Wissenschaftliche Basis
Ergebnisse einer Grundlagenforschung im Rahmen von „Klasse in Sport"
Dieser hier skizzierte Ansatz war und ist auch Konzeptgrundlage eines über zehn Jahre erfolgreich laufenden Gesundheitsförderungsprogramms für Grundschulen namens „Klasse in Sport“ (KiS), das u. a. an der Deutschen Sporthochschule Köln und der Universität Heidelberg konzipiert und evaluiert wurde.

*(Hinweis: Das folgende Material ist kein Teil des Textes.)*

PR #1130, opened 2019-05-06
sikp nonsense cell in source sampling

zxkjack123:
This PR is a variation of PR #1100 , it changes the method of treating `nonsense cell` in source sampling. Different from #1100 , this PR prints out warning messages and skip the bad particle. This warning message could be used to help understand when and why this is happening, including the particle history number and x,y,z coordinates of the point in question.

### DIFF
--- a/share/source.F90
+++ b/share/source.F90
@@ -31,16 +31,16 @@ function find_cell() result(icl_tmp)
       if (j .eq. 0) then
          ! valid cel set
          icl_tmp = i
+         ! icl now set to be valid cell
          exit
       endif
     enddo
-    ! icl is now set
 
+    ! icl now is -1
     if(icl_tmp .le. 0) then
-      write(*,*) 'Nonsense cell number stopping'
-      stop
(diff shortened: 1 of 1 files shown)


share/source.F90
```diff
@@ -31,16 +31,16 @@ function find_cell() result(icl_tmp)
...
          exit
       endif
     enddo
-    ! icl is now set
 
+    ! icl now is -1
     if(icl_tmp .le. 0) then
-      write(*,*) 'Nonsense cell number stopping'
-      stop
+      write(*,*) 'history ', nps, 'at position ', xxx, yyy, zzz, ' no in any cell'
```
ljacobson64: "no" should be "not"

ljacobson64:
This looks good to me... any comments @gonuke @makeclean ? Also not sure the best way we could test this. @bohmt needs this fix for some JET SDDR work

gonuke:
LGTM - Thanks @zxkjack123

PR #1133, opened 2019-05-14
fix error in mesh create from h5m file

zxkjack123:
This PR fixes a problem in unstructured R2S. One of the PRs breaks the unstructured R2S step2.
The reason is that there is the `/materials` in the `blank_mesh.h5m` generated in r2s step1.
In the old version of unstructured R2S (about Jan/2019), there isn't a `/materials` in `blank_mesh.h5m`. (h5ls blank_mesh.h5m).
However, after some PR, there is a `/materials` in `blank_mesh.h5m`. I don't know which PR brings this change. And this change breaks the unstructured R2S not because it adds the `/materials` to `blank_mesh.h5m`.

The deeper reason is, the default `/materials` information of the `blank_mesh.h5m`, the material composition is something like this: (-1, -1, -1, {}), representing (mass, density, atoms_per_molecule, fractions of nuclides). While, after the process of wring into `h5m` files and then read it back, the default value become: (-1, -1, -1), the empty dict is gone away, leads to an error when access to `row[3]`.

Major changes:
- [x] : Fix the problem in creating mesh from h5m file.
- [x] : Add test functions that use the `blank_mesh.h5m` from step1
- [x] : Change the example files of unstructured R2S to simpler one (less volume elements) to speed up test and reduce the test file size.


gonuke:
@bam241 is this the same problem you are seeing?

zxkjack123:
@gonuke No, they are actually different problems. The problem of @bam241 's PR about material API is still there.

gonuke:
FWIW - I think this all emerged because of the code around [line 824 of mesh.py](https://github.com/pyne/pyne/blob/33c7a04df0195ad4b725f83020bae4bc65d442a2/pyne/mesh.py#L824-L831)

gonuke:
This PR doesn't solve the cause, but it does solve a symptom that make occur for other reasons in the future.

Thanks @zxkjack123

Issue #1138, opened 2019-05-24
source.F90 should use "implicit none"


ljacobson64:
source.F90 currently uses `implicit real`, which automatically assigns the `real` type to variables based on the first letter of the variable name. This is not good modern code practice, and can lead to a lot of issues.

For example, recently DAGMC was updated to have the newer source sampling routines present in pyne, in which some function signatures changed, but the source.F90 was not updated. The compiler was perfectly happy to compile DAGMC despite the incompatibility between the source sampling routines and source.F90. The error was not noticed until trying to run a problem using the source sampling routines, at which point a runtime error occurred.

`implicit none` means that the type of every variable must be declared explicitly. If `implicit none` were used, the aforementioned problem with DAGMC would have triggered a compiler error, and it would have been fixed before being merged into DAGMC.

I will submit a PR that fixes this soon.

gonuke:
Fixed in #1139

PR #1139, opened 2019-05-24
Use implicit none in source.F90 and add MCNP6 version

ljacobson64:
This PR:

* changes source.F90 to use `implicit none` instead of `implicit real` for the reasons described in #1138 
* tidies the formatting of source.F90 (consistent indentation, removal of trailing spaces, etc.)
* adds an MCNP6 version, called source_mcnp6.F90

This PR should not change the functionality of source.F90 at all. I tested this version with the JET shutdown photon source and it works the same as before.

### DIFF
--- a/share/source.F90
+++ b/share/source.F90
@@ -9,7 +9,7 @@
 ! (e.g. most Cartesean meshes). This version of find_cell does not work for
 ! repeated geometries or universes.
 !
-! Full instructions on compiling and using MCNP6 with this subroutine are found
+! Full instructions on compiling and using MCNP5 with this subroutine are found
 ! in the PyNE user manual.
 
 function find_cell(cell_list, cell_list_size) result(icl_tmp)
--- a/share/source.F90
+++ b/share/source.F90
@@ -1,15 +1,15 @@
 ! This is Fortran90 code that can be compiled directly into MCNP5 in order
 ! to use the mesh-based sampling capabilities provided by the Sampler class
-! within source_sampling.cpp. The subroutine "source" calls the MCNP5 interface 
+! within source_sampling.cpp. The subroutine "source" calls the MCNP5 interface
 ! C++ functions within source_sampling.cpp. The function "find_cell"
 ! determines what geomety cell a sampled x, y, z are in, which allows for
-! void rejection within the source subroutine. Void rejection ensures that 
+! void rejection within the source subroutine. Void rejection ensures that
 ! particles are never born in void (which is non-physical) which may arise in
 ! the case of source density meshes that are non-conformal to the geometry
 ! (e.g. most Cartesean meshes). This version of find_cell does not work for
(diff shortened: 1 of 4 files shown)


share/source.F90
```diff
@@ -1,15 +1,15 @@
...
-! void rejection within the source subroutine. Void rejection ensures that 
+! void rejection within the source subroutine. Void rejection ensures that
 ! particles are never born in void (which is non-physical) which may arise in
 ! the case of source density meshes that are non-conformal to the geometry
 ! (e.g. most Cartesean meshes). This version of find_cell does not work for
-! repeated geometries or universes. 
+! repeated geometries or universes.
 !
-! Full instructions on compiling and using MCNP5 with this subroutine are found
+! Full instructions on compiling and using MCNP6 with this subroutine are found
```
zxkjack123: Isn't it the source.F90 file for MCNP5?

share/source.F90
```diff
@@ -42,128 +42,146 @@ function find_cell(cell_list, cell_list_size) result(icl_tmp)
 !             complex geometry. The results is suspicious under this condition.
 !           Skip it and resample next particle with error message.
 
+  use fixcom, only: mxa
+  use mcnp_global, only: ncl
+  use mcnp_params, only: dknd
+  use pblcom, only: xxx, yyy, zzz, erg
```
zxkjack123, line 48: The `xxx`, `yyy`, `zzz` and `erg` are also defined below. Are they different?

share/source_mcnp6.F90
```diff
@@ -0,0 +1,182 @@
+! This is Fortran90 code that can be compiled directly into MCNP5 in order
```
zxkjack123:
```suggestion
! This is Fortran90 code that can be compiled directly into MCNP6 in order
```

share/source_mcnp6.F90
```diff
@@ -0,0 +1,182 @@
...
+! to use the mesh-based sampling capabilities provided by the Sampler class
+! within source_sampling.cpp. The subroutine "source" calls the MCNP5 interface
```
zxkjack123:
```suggestion
! within source_sampling.cpp. The subroutine "source" calls the MCNP6 interface
```

share/source.F90
ljacobson64: Not sure what you mean. This line allows the `find_cell()` function to access those variables. The `source` subroutine doesn't automatically have access to the same variables as `find_cell()`, so they must be imported there too.

zxkjack123: Got it.

ljacobson64:
Any more comments on this? I want to get this merged so I can update DAGMC.

zxkjack123:
I think this PR is ready to merge. I will merge it if there isn't any more comments by about 10 pm today.

PR #1146, opened 2019-06-13
DagOpenMC R2S

zxkjack123:
This PR provides an interface between OpenMC and PyNE R2S, reads the neutron flux from OpenMC and write the photon source information to `h5m` files by adding the following functions:
- Move the `MeshTally` class from `pyne.mcnp` to `pyne.mesh`
- Reads the OpenMC state point file (containing mesh tally) and creates a `MeshTally` instance for it
- Setup R2S using data from OpenMC state point file

Photon source sampling changes for OpenMC is NOT included in this PR.


gonuke:
I think we should discuss the architecture/design of `MeshTally` for reading multiple formats.  There is a long-standing inconsistency in PyNE regarding where to put code-specific versions of things.

- option A: put all methods specific for code C in C.py, with different methods for reading each PyNE object type (e.g. material, tally, etc).  Adding support for a new code is primarily an issue of changing that file; adding support for a new object requires changing many files.

- option B: put all the methods specific for object O in O.py, with different methods for reading/writing each code. Adding support for a new code requires changing many files; adding support for a new object requires changing a single file.

I think the tendency is top option B.  Perhaps the constructor for `MeshTally` needs to be altered not read anything, but then there can be a `from_mcnp` method and a `from_openmc` method?

zxkjack123:
@gonuke I think option B is better than option A too. And I totally agree that the constructor in `MeshTally` need not read anything. What's more, I think we can do even better based on option B by combine some features of option A, then the `from_mcnp` and `from_openmc` do not need to read anything too. 

Put all the methods specific for an object O in O.py, but put methods for reading/writing each code in C.py. Taking reading tally data from OpenMC into `MeshTally` as an example. We want to read tally data from OpenMC state point file format. We need these data:
- tally id
- energ bins
- mesh boundaries
- flux data
- flux relative error
- ...

We add method `from_openmc` in `MeshTally` in `mesh.py`. But we do not put the code reading data in `mesh.py`, alternatively, we put it in `openmc.py`. Here is the structure of `MeshTally.from_openmc`:
- `tally_id = openmc.get_tally_id()`
- `e_bins = openmc.get_tally_e_bins()`
- `mesh_bounds = openmc.get_mesh_bounds()`
- `flux_data, flux_rel_err = openmc.get_flux_data_err()`
- ...
- `MeshTally.constructor()`

The tasks of the functions in the `C.py` are reading the specific data. And the method in `O.py` constructs the object using the data received from these functions in `C.py.` By this way:
- Adding support for new code requires changes in both `C.py` and `O.py` two files, but the changes in `C.py` and `O.py` are relatively independent.
- Adding support for new object, requires changes in `O.py`.

zxkjack123:
Update:
The relationship of object `MeshTally` and code `OpenMC`/`MCNP` is changed. The current structure:
- The constructor of `MeshTally` will only set several default values.
- The file reading part are put in `openmc.py` and `mcnp.py`.
- In `openmc.py` and `mcnp.py`, there are functions called `create_meshtally()`. This funtion will read data, initialize `MeshTally` object and assign vlues to variables.

pyne/openmc.py
```diff
@@ -156,3 +165,241 @@ def xml(self):
         ace_tables = "\n  ".join([a.xml() for a in self.ace_tables])
         s = template.format(filetype=self.filetype, ace_tables=ace_tables)
         return s
+
+def get_ebins_from_openmc_sp(filename, tally_num):
```
makeclean, line 169: Why duplicate the OpenMC python interface? Why not just use it?

zxkjack123: This PR relates to read and write hdf5 files. I do not use the OpenMC python interface because:
- HDF5 dependency issue:
    - HDF5 related packages: PyNE uses `pytables` to deal with h5 files, but OpenMC uses `h5py`. Use OpenMC python interface means we need add `h5py` as another dependency.
    - HDF5 file interface: Both PyNE and OpenMC have their own h5 interface. PyNE has `src/h5wrap`. OpenMC has `src/hdf5_interface`. They use different  interfaces.
 - Code dependency: PyNE provides interfaces for different codes by reading their output and writing their input files. But PyNE does not depend on them, i.e., we don't need to install OpenMC if we want to use PyNE OpenMC interface. what we need is the output files of OpenMC. We can install OpenMC and PyNE on different machines.

zxkjack123: @makeclean Now  I totally agree with you to use the OpenMC python API. I need more and more functions related to OpenMC, it's stupid to do it again. I opened an issue here: #1166 .

gonuke:
Will you close this PR then @zxkjack123? Or will you just continue to amend it to move towards the OpenMC API?

zxkjack123:
@gonuke Closing it is a better choice. Because the changes of OpenMC API have conflicts with current PR.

Im Jahr 2011 beschlossen Vorstand und Mitglieder des gleichnamigen Vereins „Klasse in Sport gem. e. V.“ eine zweite umfangreiche Längsschnittstudie durchzuführen und dementsprechende Gelder dafür bereitzustellen. Im Zeitraum von 2012 bis 2014 sollten insgesamt drei Erhebungszeitpunkte, jeweils zwischen Februar und April, an 16 Schulen mit rund 600 Kindern durchgeführt werden, um einerseits die Ergebnisse der ersten wissenschaftlichen Erhebung von 2006 bis 2009 zu bestätigen, darüber hinaus aber andererseits auch neue, weiterführende Erkenntnisse durch ein erweitertes und andersartiges Untersuchungsdesigns zu gewinnen. Insgesamt fanden über 2.200 einzelne Untersuchungen statt.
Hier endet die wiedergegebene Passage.